Abstract

We present a new approach to Eulerian computational fluid dynamics that is designed to work at high Mach numbers encountered in astrophysical hydrodynamic simulations. Standard Eulerian schemes that strictly conserve total energy suffer from the high Mach number problem and proposed solutions to additionally solve the entropy or thermal energy still have their limitations. In our approach, the Eulerian conservation equations are solved in an adaptive frame moving with the fluid where Mach numbers are minimized. The moving frame approach uses a velocity decomposition technique to define local kinetic variables while storing the bulk kinetic components in a smoothed background velocity field that is associated with the grid velocity. Gravitationally induced accelerations are added to the grid, thereby minimizing the spurious heating problem encountered in cold gas flows. Separately tracking local and bulk flow components allows thermodynamic variables to be accurately calculated in both subsonic and supersonic regions. A main feature of the algorithm, that is not possible in previous Eulerian implementations, is the ability to resolve shocks and prevent spurious heating where both the pre-shock and post-shock fluid are supersonic.
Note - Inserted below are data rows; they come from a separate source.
PR #1612, opened 2021-12-07
Fix issues related to columned lists in Safari

### LINKED ISSUE #1596: Large amount of white space below Overview blocks in Safari
There's a large amount of whitespace visible in Safari below Overview blocks. This is visible on the Overview page and the Article Listing prototype.

Screen Shot 2021-11-23 at 4 40 06 PM

tylersticka:
## Overview

This PR fixes three Safari issues that were visible in different situations in the article topics listing:

- Any `u-hidden-visually` elements within the list would cause Safari to increase the scrollable height of the window. This was resolved by adding `position: relative` to children of the list. (It was not effective to add this to the parent.)
- Some elements would appear divided between columns. This was resolved by adding `break-inside: avoid` to children of the list. (`page-break-inside` and `-webkit-column-break-inside` are common suggestions, but these are older properties that didn't seem to have any more effect)
- The bottom margin of an item could carry into the next column. This was fixed by swapping `u-space-block-end-0` with `u-pad-block-end-0` in the relevant templates.

### Before

Highlighting visually divided items and extra space...

Screen Shot 2021-12-07 at 1 09 56 PM

### After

The hybrid algorithm combines the high-resolution shock capturing ability of the second-order accurate Eulerian TVD scheme with a low-diffusion Lagrangian advection scheme. We have implemented a cosmological code where the hydrodynamic evolution of the baryons is captured using the moving frame algorithm while the gravitational evolution of the collisionless dark matter is tracked using a particle-mesh N-body algorithm. Hydrodynamic and cosmological tests are described and results presented. The current code is fast, memory-friendly, and parallelized for shared-memory machines.